Heute gibt es eine Review-Fungi mit extra Käse! Ich habe festgestellt, dass ich in letzter Zeit fast ausschließlich moderne Filme hier behandelte – da muss ich doch dringend mal wieder etwas aus meiner Retro-Kiste herauskramen! Matango ist ein japanischer Horrorthriller aus den swingin 60s der leider etwas unter dem Radar der meisten fliegt. Warum das so ist und wieso das so schade ist, werde ich nach meiner üblichen Handlungszusammenfassung erklären.

matango-1963-reviewAuf einer Yacht vergnügen sich ein paar junge, reiche Leute aus Tokyo. Allerdings wird die Truppe von einem plötzlich aufziehenden Sturm überrascht und abgetrieben.Verloren auf hoher See, stolpern die Yuppies auf eine unbekannte und anscheinend unbewohnte Insel. Auf dem trostlos wirkenden Eiland gibt es nur eine Spur von menschlichen Besuchern: Ein gestrandetes Schiff, dessen inneres vollkommen von einer merkwürdigen Schimmelschicht überzogen ist. Und während sich die Gestrandeten langsam in die Haare bekommen und dem Inselkoller verfallen wird klar, dass mit diesem vergammelten Kahn und dem darauf anzutreffenden Pilz etwas nicht stimmt.

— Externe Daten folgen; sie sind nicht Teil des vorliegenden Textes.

PR #684, opened 2026-07-28
feat(query): implement query actions

### LINKED ISSUE #616: [New Feature]: Implement query actions
### Description

Refer to : https://ballerina.io/spec/lang/master/#section_7.10

### Describe your problem(s)

_No response_

### Describe your solution(s)

_No response_

### Related area

Compilation

_No response_

_No response_

_No response_

gimantha:
## Purpose
Fix https://github.com/ballerina-nutcracker/ballerina/issues/616

## Automation tests
- Unit tests
  > Code coverage information
- Integration tests

## Security checks

 

## Summary by CodeRabbit

* **New Features**
  * Added query actions with `do` blocks, joins, filtering, ordering, grouping, limiting, nested queries, and control flow.
  * Query operations now support strings, XML, lists, maps, streams, and iterable objects.
  * Added Unicode string iteration and support for combining actions with expressions.
* **Bug Fixes**
  * Improved query scoping, error propagation, iterator completion, trapping, and final-variable validation.
* **Tests**
  * Added comprehensive coverage for query actions, failures, joins, ordering, scope, and control flow.


warunalakshitha:
Lets refactor PR subject and commit messages with Conventional commits format.

desugar/desugar.go
```diff
@@ -208,6 +209,28 @@ func (ctx *functionContext) currentLoopVar() ast.LExpr {
...
+func (ctx *functionContext) pushQueryActionControl(state *queryActionControlFlowState) {
+	ctx.queryActionControls = append(ctx.queryActionControls, state)
+}
+
+func (ctx *functionContext) popQueryActionControl() {
+	if len(ctx.queryActionControls) == 0 {
+		ctx.internalError("cannot pop from empty query action control stack")
+	}
+	ctx.queryActionControls = ctx.queryActionControls[:len(ctx.queryActionControls)-1]
+}
```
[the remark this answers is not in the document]
gimantha: @coderabbitai check if all the comments are addressed in commit https://github.com/ballerina-nutcracker/ballerina/pull/684/commits/dcfc3588b8d6f894560ef5c928581353112a7072 and resolve if fixed

ast/expressions.go
```diff
@@ -247,7 +258,7 @@ type (
 
 	BLangTrapExpr struct {
 		bLangExpressionBase
-		Expr BLangExpression
+		Expr BLangActionOrExpression
```
heshanpadmasiri, line 266: `trap` now accepts a query action, but the following valid program fails during desugaring with `INTERNAL_ERROR: Init statements will be hoisted outside of trap region`:

```ballerina
import ballerina/io;

public function main() {
    error? result = trap (from var value in [1, 2]
        do {
            if value == 2 {
                panic error("boom");
            }
        });
    io:println(result is error); // @output true
}
```

jBallerina prints `true`. Please keep the generated query statements inside the trap region and add this as a corpus test.

ast/node_builder.go
```diff
@@ -3358,6 +3366,9 @@ func (n *NodeBuilder) TransformLetVariableDeclaration(letVariableDeclarationNode
 	if annotations.Size() > 0 {
 		panic("annotations not yet supported")
 	}
+	if variableDef, ok := varDef.(*BLangSimpleVariableDef); ok && variableDef.Var != nil {
+		variableDef.Var.SetFinal()
+	}
```
heshanpadmasiri: `createBLangVarDef` returns a simple variable definition with a non-nil variable for every supported binding pattern; unsupported patterns panic. This condition cannot be false.

```suggestion
	variableDef := varDef.(*BLangSimpleVariableDef)
	variableDef.Var.SetFinal()
```

ast/node_builder.go
```diff
@@ -4348,10 +4359,13 @@ func (n *NodeBuilder) TransformQueryConstructType(queryConstructTypeNode *tree.Q
...
 	fromClause := &BLangFromClause{}
 	fromClause.pos = n.getPosition(fromClauseNode)
-	fromClause.SetCollection(n.createExpression(fromClauseNode.Expression()))
+	fromClause.SetCollection(n.createActionOrExpression(fromClauseNode.Expression()))
 	bindingPatternNode := fromClauseNode.TypedBindingPattern()
 	fromClause.SetVariableDefinitionNode(n.createBLangVarDef(n.getPosition(bindingPatternNode), bindingPatternNode,
 		nil, nil))
+	if fromClause.VariableDefinitionNode != nil && fromClause.VariableDefinitionNode.Var != nil {
+		fromClause.VariableDefinitionNode.Var.SetFinal()
+	}
```
heshanpadmasiri: The variable-definition invariant is already established by `createBLangVarDef`, so this guard is redundant.

```suggestion
	fromClause.VariableDefinitionNode.Var.SetFinal()
```

ast/node_builder.go
```diff
@@ -4378,11 +4392,14 @@ func (n *NodeBuilder) TransformLetClause(letClauseNode *tree.LetClauseNode) BLan
...
 	joinClause.pos = n.getPosition(joinClauseNode)
-	joinClause.SetCollection(n.createExpression(joinClauseNode.Expression()))
+	joinClause.SetCollection(n.createActionOrExpression(joinClauseNode.Expression()))
 	bindingPatternNode := joinClauseNode.TypedBindingPattern()
 	joinClause.SetVariableDefinitionNode(
 		n.createBLangVarDef(n.getPosition(bindingPatternNode), bindingPatternNode, nil, nil),
 	)
+	if joinClause.VariableDefinitionNode != nil && joinClause.VariableDefinitionNode.Var != nil {
+		joinClause.VariableDefinitionNode.Var.SetFinal()
+	}
```
heshanpadmasiri: The same invariant applies to join bindings.

```suggestion
	joinClause.VariableDefinitionNode.Var.SetFinal()
```

ast/node_builder.go
```diff
@@ -4417,10 +4434,30 @@ func (n *NodeBuilder) TransformQueryPipeline(queryPipelineNode *tree.QueryPipeli
...
+
+	intermediateClauses := queryPipeline.IntermediateClauses()
+	for i := 0; i < intermediateClauses.Size(); i++ {
+		clause := intermediateClauses.Get(i)
+		switch clause.Kind() {
+		case common.FROM_CLAUSE, common.JOIN_CLAUSE, common.LET_CLAUSE, common.WHERE_CLAUSE,
+			common.GROUP_BY_CLAUSE, common.LIMIT_CLAUSE, common.ORDER_BY_CLAUSE:
+			queryClauseAdder.AddQueryClause(n.TransformSyntaxNode(clause))
+		default:
+			n.cx.Unimplemented("only from + join + let + where + group by + order by + limit query clauses are supported for now", n.getPosition(clause))
```
heshanpadmasiri: NIT: These clause names should be separated by commas rather than `+`.

```suggestion
			n.cx.Unimplemented("only from, join, let, where, group by, order by, and limit query clauses are supported for now", n.getPosition(clause))
```

desugar/query_expression.go
```diff
@@ -46,7 +46,11 @@ func walkQueryExpr(cx *functionContext, expr *ast.BLangQueryExpr) desugaredNode[
 	} else {
 		collectClause = expr.QueryClauseList[finalClauseIndex].(*ast.BLangCollectClause)
 	}
-	if collectClause != nil || queryExprNeedsRowPipeline(expr, 1, finalClauseIndex) {
+	fromCollectionTy := fromClause.Collection.GetDeterminedType()
+	if collectClause != nil ||
+		semtypes.IsSubtype(cx.typeCtx(), fromCollectionTy, semtypes.STRING) ||
+		semtypes.IsSubtype(cx.typeCtx(), fromCollectionTy, semtypes.XML) ||
```
heshanpadmasiri: This can directly test the union.

```suggestion
		semtypes.IsSubtype(cx.typeCtx(), fromCollectionTy, semtypes.Union(semtypes.STRING, semtypes.XML)) ||
```

desugar/query_expression.go
```diff
@@ -228,6 +232,88 @@ func createQueryCollectionSource(
...
+	}
+
+	collectionResult := walkExpression(cx, collectionExpr)
+	*initStmts = append(*initStmts, collectionResult.initStmts...)
+	collectionValue := collectionResult.replacementNode
+	collectionTy = collectionValue.GetDeterminedType()
+	collectionVarDef, collectionRef := assignActionOrExpressionToLocal(cx, collectionValue, pos)
+	*initStmts = append(*initStmts, collectionVarDef)
+
+	if semtypes.IsSubtypeSimple(collectionTy, semtypes.STREAM) {
```
heshanpadmasiri: The list/map case is handled above; the remaining mutually exclusive cases can be made explicit with a switch like this:

```go
switch {
case semtypes.IsSubtype(tyCtx, collectionTy, semtypes.STREAM):
    return queryActionCollectionSource{
        nextReceiverRef: collectionRef,
        nextReceiverTy:  collectionTy,
    }, true
case semtypes.IsSubtype(tyCtx, collectionTy, semtypes.STRING),
    semtypes.IsSubtype(tyCtx, collectionTy, semtypes.XML),
    semtypes.IsSubtype(tyCtx, collectionTy, semtypes.OBJECT):
    iteratorInvocation := createIteratorInvocation(cx, collectionRef, collectionTy, pos)
    if iteratorInvocation == nil {
        return queryActionCollectionSource{}, false
    }
    iteratorVarDef, iteratorRef := assignToLocal(cx, iteratorInvocation, pos)
    *initStmts = append(*initStmts, iteratorVarDef)
    return queryActionCollectionSource{
        nextReceiverRef: iteratorRef,
        nextReceiverTy:  iteratorInvocation.GetDeterminedType(),
    }, true
default:
    cx.internalError("query action collection type should have been validated during type resolution")
    return queryActionCollectionSource{}, false
}
```

This also removes the duplicated iterator setup and the detached object guard.

lib/langlibs/ballerina/lang.string/0.0.1/any/lang.string.bal
```diff
@@ -20,6 +20,14 @@
 # + return - the number of characters (code points) in `str`
 public isolated function length(string str) returns int = external;
 
+# Returns an iterator over the Unicode characters in the string.
+#
+# + str - the string to iterate over
+# + return - a new character iterator
+public isolated function iterator(string str) returns object {
```
heshanpadmasiri, line 27: I think it is cleaner to simply implement this as a ballerina class with internal private handle. We can implement extern functions that accept the handle and return values. I would also keep next simple by returning just string and a separate hasNext function. 
Handle can point to a go struct which manages internal state. See https://github.com/ballerina-nutcracker/ballerina/issues/638

semantics/control_flow_analyzer.go
```diff
@@ -343,6 +344,47 @@ func (analyzer *functionControlFlowAnalyzer) analyzeStatement(curBB bbRef, stmt
 	}
 }
 
+func (analyzer *functionControlFlowAnalyzer) analyzeQueryActionsInStatement(curBB bbRef, stmt ast.StatementNode) {
+	collector := &queryActionCollector{root: stmt}
+	ast.Walk(collector, stmt.(ast.BLangNode))
+	for _, action := range collector.actions {
+		if action.DoClause == nil || action.DoClause.Body == nil {
```
heshanpadmasiri: I think it is simpler to just filter these in the visitor it self rather than doing it here

semantics/semantic_analyzer.go
```diff
@@ -1251,6 +1273,30 @@ func analyzeQueryExpr[A analyzer](a A, queryExpr *ast.BLangQueryExpr, expectedTy
...
+	if !analyzeQueryFromClause(a, fromClause) {
+		return false
+	}
+	if !analyzeQueryIntermediateClauses(a, action.QueryClauseList, len(action.QueryClauseList)) {
+		return false
+	}
+	if action.DoClause == nil || action.DoClause.Body == nil {
+		a.internalErr("query action shape should have been validated during type resolution", action.GetPosition())
+		return false
+	}
```
heshanpadmasiri: Type resolution has already validated all three shape invariants before semantic analysis. These defensive checks hide the stage contract and are unreachable from source; rely on the resolved AST instead.

```suggestion
	fromClause := action.QueryClauseList[0].(*ast.BLangFromClause)
	if !analyzeQueryFromClause(a, fromClause) {
		return false
	}
	if !analyzeQueryIntermediateClauses(a, action.QueryClauseList, len(action.QueryClauseList)) {
		return false
	}
```

semantics/semantic_analyzer.go
```diff
@@ -2004,6 +2054,10 @@ func analyzeAssignment[A analyzer](a A, assignment assignmentNode) bool {
 			a.semanticErr("cannot assign to annotation", variable.GetPosition())
 			return false
 		}
+		if valueSym, ok := ctx.GetSymbol(symbol).(model.ValueSymbol); ok && valueSym.IsFinal() {
+			a.semanticErr("cannot assign to final variable", variable.GetPosition())
+			return false
+		}
```
heshanpadmasiri: I don't think this can happen

```suggestion
```

semantics/type_resolver.go
```diff
@@ -4144,25 +4113,171 @@ func resolveQueryExpr(
...
+		valueRecordTy := semtypes.Diff(nextReturnTy, semtypes.Union(semtypes.NIL, semtypes.ERROR))
+		if !semtypes.IsSubtype(ctx, valueRecordTy, semtypes.MAPPING) {
+			t.semanticError("query iterator next method must return a record with a value field", pos)
+			return semtypes.SemType{}, semtypes.SemType{}, false
+		}
+		elementTy := semtypes.MappingMemberTypeInnerVal(ctx, valueRecordTy, semtypes.StringConst("value"))
+		if semtypes.IsZero(elementTy) {
+			t.semanticError("query iterator next method must return a record with a value field", pos)
+			return semtypes.SemType{}, semtypes.SemType{}, false
+		}
```
heshanpadmasiri: Once `collectionTy` is proven to be a subtype of `object:Iterable`, its contract guarantees callable `iterator()`/`next()` members and a next-result record containing `value`. None of these error branches can be reached by valid source; malformed shapes fail the inclusion check above. 

```suggestion
		iteratorFnTy := semtypes.ObjectMemberType(ctx, semtypes.StringConst("iterator"), collectionTy)
		iteratorTy := semtypes.FunctionReturnType(ctx, iteratorFnTy, emptyListTy)
		nextFnTy := semtypes.ObjectMemberType(ctx, semtypes.StringConst("next"), iteratorTy)
		nextReturnTy := semtypes.FunctionReturnType(ctx, nextFnTy, emptyListTy)
		valueRecordTy := semtypes.Diff(nextReturnTy, semtypes.Union(semtypes.NIL, semtypes.ERROR))
		elementTy := semtypes.MappingMemberTypeInnerVal(ctx, valueRecordTy, semtypes.StringConst("value"))
```

heshanpadmasiri (changes requested):
Generally LGTM

desugar/query_expression.go
gimantha: fixed

lib/langlibs/ballerina/lang.string/0.0.1/any/lang.string.bal
gimantha: Fixed

semantics/control_flow_analyzer.go
gimantha: Fixed

ast/expressions.go
gimantha: Fixed and added the same testcase

bir/bir_gen.go
```diff
@@ -991,12 +991,22 @@ func handleActionOrExpression(ctx context, curBB *BIRBasicBlock, expr ast.BLangA
 		return newExpression(ctx, curBB, expr)
 	case *desugar.BLangServiceInit:
 		return serviceInitExpression(ctx, curBB, expr)
+	case *ast.BLangStatementExpression:
+		stmtEffect := handleStatement(ctx, curBB, expr.Stmt)
+		return handleActionOrExpression(ctx, stmtEffect.block, expr.Expr)
```
heshanpadmasiri, line 996: The statement block is popped before its result expression is evaluated, so `trap` silently loses a query action's stream-completion error; this prints `false` on this branch instead of jBallerina's `true`.

```ballerina
import ballerina/io;

isolated class FailingIterator {
    private int index = 0;

    public isolated function next() returns record {| int value; |}|error? {
        lock {
            if self.index == 0 {
                self.index = 1;
                return {value: 10};
            }
            return error("completion failed");
        }
    }
}

public function main() {
    stream<int, error?> values = new (new FailingIterator());
    error? result = trap (from var value in values
        do {
            _ = value;
        });
    io:println(result is error);
}
```

ast/clauses.go
```diff
@@ -79,7 +79,7 @@ type (
 	}
 	BLangSelectClause struct {
 		bLangNodeBase
-		Expression BLangExpression
+		Expression BLangActionOrExpression
```
heshanpadmasiri, line 82: Not entiely sure if this is intentional. Accroding to spec https://ballerina.io/spec/lang/master/#select-clause, select don't support actions. 

We did relaxed this for check/checkpanic given jBallerina already allow actions not just expression. If this is due something similar it is fine, but we should probably need a comment in that case

ast/clauses.go
```diff
@@ -141,11 +141,11 @@ var (
 	_ BLangNode = &BLangOnFailClause{}
 )
 
-func (b *BLangJoinClause) GetCollection() BLangExpression {
+func (b *BLangJoinClause) GetCollection() BLangActionOrExpression {
```
heshanpadmasiri, line 144: ditto

ast/expressions.go
```diff
@@ -252,7 +263,14 @@ type (
 
 	BLangTrapExpr struct {
 		bLangExpressionBase
```
heshanpadmasiri, line 265: I assume we are relaxing this inline with check (spec restricts this to be only expression; but we have already relaxed check and checkpanic to match jBallerina)

ast/expressions.go
```diff
@@ -252,7 +263,14 @@ type (
...
-		Expr BLangExpression
+		Expr BLangActionOrExpression
+	}
+	// BLangStatementExpression is introduced during desugaring when statements
+	// must remain within an enclosing expression's evaluation region.
+	BLangStatementExpression struct {
```
heshanpadmasiri, line 270: I am not entierly sure this is the correct approach. I think this has to do with  check expression (ran in to same for ternary and fixed in https://github.com/ballerina-nutcracker/ballerina/pull/746)? I think if we can't properly desugar something to valid ballerina AST, desugar shouldn't desguar at all and pass in the responsibility to bir gen, unless there is no way to represent it in ballerina source code (this was the rational behind service start)

corpus/ast/subset9/09-query-actions/query-action-abrupt-completion-v.txt
```diff
@@ -0,0 +1,275 @@
+(compilation-unit  regular-source
```
heshanpadmasiri, line 1: Let's move all the new test cases to subset 10

desugar/desugar.go
```diff
@@ -199,6 +199,7 @@ type functionContext struct {
 	scopeStack           []model.Scope
 	desugarSymbolCounter int
 	loopVarStack         []ast.LExpr // Stack to track loop variables (nil for while, varRef for desugared foreach)
+	queryActionControls  []*queryActionControlFlowState
```
heshanpadmasiri, line 202: I don't see why this needs to be an array of pointers

semantics/symbol_resolver.go
```diff
@@ -127,10 +127,11 @@ type (
...
 	blockSymbolResolver struct {
-		parent     symbolResolver
-		scope      model.BlockLevelScope
-		node       ast.BLangNode
-		varTracker *varTracker
+		parent        symbolResolver
+		scope         model.BlockLevelScope
+		node          ast.BLangNode
+		varTracker    *varTracker
+		hiddenSymbols map[model.SymbolRef]bool
```
heshanpadmasiri, line 134: It is not clear to me why this is needed. Ideally if you create the scopes correctly within the query visibility should be handled naturally

bir/bir_gen.go
gimantha: Fixed in c28c1be88. Removed the statement-expression block wrapper and reused the upstream expression-thunk lowering, which evaluates the setup statements and result inline without popping the result variable’s scope first. Added `subset10/10-query-actions/query-action-trap-completion-v.bal` with your reproducer; it prints `true` in both this interpreter and jBallerina. The query integration and BIR corpus checks pass.

ast/clauses.go
gimantha: Confirmed this compatibility behavior with jBallerina: direct remote actions are accepted in `select`, including the existing `query-actions-or-expressions-v.bal` cases. Added a comment on `BLangSelectClause.Expression` explaining why it accepts actions. The corpus covers direct, parenthesized, checked, resource-call, and nested query-action results.

ast/clauses.go
gimantha: Restored the expression-only contract for join construction and collection access. From clauses still accept actions. A private generic input-clause base shares the binding fields and methods while keeping the two operand types distinct. Added `subset10/10-query-expression/query-join-actions-e.bal`; both implementations reject the two forms at the marked lines.

ast/expressions.go
gimantha: Yes, this follows jBallerina’s action-operand compatibility. The merged upstream `BLangTrapExpr` already documents it, so that explanation is retained. Query-action panic trapping and stream-completion errors now have corpus coverage, including your completion-error reproducer.

ast/expressions.go
gimantha: Removed `BLangStatementExpression` and its AST walker/printer/BIR special case. Query lowering now uses the existing upstream desugar-owned `BLangExpressionThunk`; the BIR generator lowers its setup and result inline at the original evaluation point. This preserves the surrounding trap and control-flow context without adding a new source AST expression or a synthetic function. The query trap, abrupt-completion, and loop-control corpus cases pass.

corpus/ast/subset9/09-query-actions/query-action-abrupt-completion-v.txt
gimantha: Moved all 26 corpus sources introduced by this PR to `subset10/10-query-actions` and `subset10/10-query-expression`, together with their AST, CFG, desugared, BIR, and integration goldens. Updated embedded source paths and regenerated the goldens for the current pipeline. The two new review regression tests are also in subset10.

desugar/desugar.go
gimantha: Changed `queryActionControls` to `[]queryActionControlFlowState`. Push now stores a value, and the current-state accessor takes the address of the last slice element when needed. The query loop-control and nested-query corpus cases pass.

semantics/symbol_resolver.go
gimantha: Removed `hiddenSymbols`, `withHiddenSymbols`, and the special filtering in symbol lookup/shadowing checks. Join collections and limits now resolve in the enclosing scope; the left join key resolves in the current pipeline scope, and the right key resolves in a separate scope containing the right binding. The continuation scope shares that binding’s symbol space and chains to the preceding pipeline scope, preserving symbol identity without hiding symbols. Existing positive and negative query-scope corpus cases pass. The smaller positive scope example also matches jBallerina; jBallerina crashes on the existing combined action-scope example.

lib/langlibs/go/lang.string/string.go
```diff
@@ -150,3 +158,19 @@ func mapASCII(s string, f func(rune) rune) string {
...
+	iterator := args[0].(*stringIteratorHandle)
+	return iterator.offset < len(iterator.value), nil
+}
+
+func stringIteratorNext(_ *extern.Context, args []values.BalValue) (values.BalValue, error) {
+	iterator := args[0].(*stringIteratorHandle)
+	char, size := utf8.DecodeRuneInString(iterator.value[iterator.offset:])
+	iterator.offset += size
+	return string(char), nil
+}
```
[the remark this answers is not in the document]
gimantha: Fixed in c2e0698eb. `iteratorNext` now performs the exhaustion check and UTF-8 advance under one mutex, and the separate `iteratorHasNext` native call has been removed. Added a Ballerina corpus regression that calls `next()` concurrently and verifies the single character is returned exactly once.

semantics/internal/symbols/symbol_resolver.go
```diff
@@ -1453,6 +1460,38 @@ func visitInnerSymbolResolver[T symbolResolver](resolver T, node ast.BLangNode)
...
+		case *ast.BLangJoinClause:
+			ast.Walk(parent, clause.Collection.(ast.BLangNode))
+			ast.Walk(resolver, clause.OnClause.OnExpr.(ast.BLangNode))
+			right := newBlockSymbolResolverWithBlockScope(parent, clause)
+			name := clause.VariableDefinitionNode.Var.Name.GetValue()
+			if isShadowed(resolver, name) {
+				semanticError(resolver, "Variable already defined: "+name, clause.VariableDefinitionNode.GetPosition())
+			}
+			ast.Walk(right, clause.VariableDefinitionNode)
+			ast.Walk(right, clause.OnClause.EqualsExpr.(ast.BLangNode))
```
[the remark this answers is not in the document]
gimantha: Fixed in c2e0698eb. `resolveQuerySymbols` now guards the join collection, both on-clause expressions, the variable definition, `Var`, and `Name` before accessing or walking them, while preserving the left/right join scopes for complete clauses. The query scope corpus passes, and a malformed join now reports syntax diagnostics without a panic.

„MATANGO“ basiert auf der Kurzgeschichte „The Voice in the Night“ von 1907 und wurde von keinen geringeren als Ishiro Honda verfilmt. Dies hat mich übrigens erst auf den Streifen gebracht, denn Honda ist kein geringerer als der Vater von Godzilla, der nicht nur für dessen Leinwanddebüt, sondern auch für zahlreiche folgende Godzilla-Filme auf dem Regiestuhl saß. Auch vor der Kamera tummeln sich eigentlich ausschließlich Gesichter aus TOHOs Schauspielerraster wie Hiroshi Koizumi oder Kumi Mizuno, die man auch aus zig Godzillafilmen kennt. Doch „Matango“ ist kein Streifen in dem plötzlich ein gigantisches Monster auftaucht das sich mit dem Militär duelliert. Dies ist einer der wenigen Filme in dieser Ära von Hondas Schaffen, der nichts mit klassischen Kaijus zu tun hat, stattdessen erwartet einem ein sehr früher Vertreter des Bodyhorrorgenres gemischt mit etwas Herr der Fliegen. Während die Zankereien unter den Figuren, wer das Sagen hat und was man essen soll immer weiter anschwellen drängt sich ihnen auch langsam auf, wieso nicht einfach den Pilz essen? Also auch wenn diese wohl einen negativen Effekt auf den Körper haben und weiß-Gott-was mit einem anstellen. Für meinen Geschmack konzentriert sich der Film im Mittelteil etwas zu stark auf die Rangeleien in der Gruppe, das sensationale, psychadelische Finale macht jedoch jegliche Längen die der Film hat wieder wett. Honda hat auch ein paar schöne Parallelen zur Drogenabhängigkeit mit seiner Pilzstory gezogen und war mit „Matango“ seiner Zeit ziemlich voraus. Ähnliche Body-Horror-Elemente sollten erst Anfang der 80er durch die Filme von Cronenberg und Carpenter richtig aufblühen und wo etwas wie Pilz-Monster oder Pilz-Zomies wurden erst viel später durch Videospiele wie „The Last of Us“ popularisiert. Doch der Versuch hier richtig gruseliges Horror-Make-Up anzuwenden hat Honda teuer bezahlen müssen. Da einige der Make-Up-Effekte wohl etwas zu sehr an die strahlenbedingten Deformierungen der Hibakusha, also den Überlebenden der Atombombenabwürfe in Hiroshima und Nagasaki, erinnerten wurde „Matango“ fast verboten. Danach bekam der Film in den USA auch keinen Platz in den Kinos, sondern wurde direkt als TV-Film verwurstet. Nun, im Internetzeitalter stoßen aber immer mehr Leute auf diesen Geheimtipp. Den meisten der neuen Fans von „Matango“ werden wohl, wie ich, Kaiju-Fans sein, die sich durch die Filmographie von Ishiro Honda arbeiten und dann auch seine Filme ohne Godzilla und Rodan aufspüren.

daumen-hochMein Fazit: Ein Fungi-Daumen nach oben

„Matango“ ist toller Old-School-Horror! Honda wusste einfach, wie man trotz geringen Budgets und kurzer Produktionszeit einen Fantasyfilm dreht, der nicht nur vom Effekt und Monster lebt, sondern auch interessante Figuren und einen relevanten Subtext hat. Und gerade weil „Matango“ recht unbekannt und das Konzept des Film so originell ist, könnte ich mir hier auch ein modernes, westliches Remake mit Alex Garland oder Neill Blomkamp im Regiestuhl vorstellen.